[Saved entries]
>>
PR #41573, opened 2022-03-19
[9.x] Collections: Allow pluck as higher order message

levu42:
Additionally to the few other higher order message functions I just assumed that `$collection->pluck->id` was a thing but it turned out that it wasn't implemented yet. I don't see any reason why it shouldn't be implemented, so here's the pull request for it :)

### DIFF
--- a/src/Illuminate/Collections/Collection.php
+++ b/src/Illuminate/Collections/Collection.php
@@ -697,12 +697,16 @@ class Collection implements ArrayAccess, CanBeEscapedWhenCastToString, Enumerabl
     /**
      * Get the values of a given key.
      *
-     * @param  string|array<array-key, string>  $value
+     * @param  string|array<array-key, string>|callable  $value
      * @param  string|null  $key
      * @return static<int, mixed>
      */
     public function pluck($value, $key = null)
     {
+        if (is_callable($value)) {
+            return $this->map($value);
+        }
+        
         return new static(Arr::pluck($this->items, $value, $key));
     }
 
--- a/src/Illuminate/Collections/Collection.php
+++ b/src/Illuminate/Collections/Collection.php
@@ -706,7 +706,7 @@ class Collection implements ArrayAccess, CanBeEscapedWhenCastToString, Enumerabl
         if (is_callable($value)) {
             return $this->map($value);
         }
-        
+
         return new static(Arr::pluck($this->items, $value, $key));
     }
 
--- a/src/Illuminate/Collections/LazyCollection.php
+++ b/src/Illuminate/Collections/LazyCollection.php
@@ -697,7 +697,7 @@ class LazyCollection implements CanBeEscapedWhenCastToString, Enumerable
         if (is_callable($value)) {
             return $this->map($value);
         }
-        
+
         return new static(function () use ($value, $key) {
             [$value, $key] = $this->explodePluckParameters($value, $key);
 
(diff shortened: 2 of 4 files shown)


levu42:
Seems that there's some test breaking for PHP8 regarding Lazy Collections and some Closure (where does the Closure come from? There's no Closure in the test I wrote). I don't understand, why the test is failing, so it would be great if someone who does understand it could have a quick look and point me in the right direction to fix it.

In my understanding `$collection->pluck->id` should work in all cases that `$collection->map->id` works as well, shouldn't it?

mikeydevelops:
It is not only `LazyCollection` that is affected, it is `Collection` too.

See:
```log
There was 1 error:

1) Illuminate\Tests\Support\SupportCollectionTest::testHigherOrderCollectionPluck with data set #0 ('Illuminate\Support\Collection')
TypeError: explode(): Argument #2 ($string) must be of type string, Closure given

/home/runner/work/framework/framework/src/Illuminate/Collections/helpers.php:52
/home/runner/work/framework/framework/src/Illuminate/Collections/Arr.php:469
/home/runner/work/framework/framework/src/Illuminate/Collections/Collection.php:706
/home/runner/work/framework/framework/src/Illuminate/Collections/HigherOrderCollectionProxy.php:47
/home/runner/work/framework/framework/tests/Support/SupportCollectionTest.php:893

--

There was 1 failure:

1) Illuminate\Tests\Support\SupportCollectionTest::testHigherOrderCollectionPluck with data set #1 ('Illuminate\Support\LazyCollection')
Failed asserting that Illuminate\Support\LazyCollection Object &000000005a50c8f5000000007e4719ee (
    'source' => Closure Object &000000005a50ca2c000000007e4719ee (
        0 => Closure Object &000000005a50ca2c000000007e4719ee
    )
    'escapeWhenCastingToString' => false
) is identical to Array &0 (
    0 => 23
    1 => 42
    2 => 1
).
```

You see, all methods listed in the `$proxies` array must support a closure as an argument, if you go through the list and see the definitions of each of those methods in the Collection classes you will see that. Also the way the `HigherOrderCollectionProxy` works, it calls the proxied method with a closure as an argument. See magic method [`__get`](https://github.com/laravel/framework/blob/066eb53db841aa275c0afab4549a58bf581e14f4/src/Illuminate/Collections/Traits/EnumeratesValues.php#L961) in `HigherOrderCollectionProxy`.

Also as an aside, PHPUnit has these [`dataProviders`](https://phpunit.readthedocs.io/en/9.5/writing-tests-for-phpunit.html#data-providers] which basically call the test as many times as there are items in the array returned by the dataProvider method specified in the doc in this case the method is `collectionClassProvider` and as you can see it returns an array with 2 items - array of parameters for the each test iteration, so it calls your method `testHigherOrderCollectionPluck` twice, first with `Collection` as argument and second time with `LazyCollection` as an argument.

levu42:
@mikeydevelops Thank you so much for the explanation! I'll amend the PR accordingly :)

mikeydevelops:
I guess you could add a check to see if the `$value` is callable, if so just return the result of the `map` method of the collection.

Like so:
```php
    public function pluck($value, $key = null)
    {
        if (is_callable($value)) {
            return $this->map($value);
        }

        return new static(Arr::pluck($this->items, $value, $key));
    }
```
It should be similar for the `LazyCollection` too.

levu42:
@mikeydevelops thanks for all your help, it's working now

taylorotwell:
<<
(WHAT TO PRODUCE): Copy every line of the data that carries the word "Object".

(RESPONSE TO THE EXERCISE):
Failed asserting that Illuminate\Support\LazyCollection Object &000000005a50c8f5000000007e4719ee (
    'source' => Closure Object &000000005a50ca2c000000007e4719ee (
        0 => Closure Object &000000005a50ca2c000000007e4719ee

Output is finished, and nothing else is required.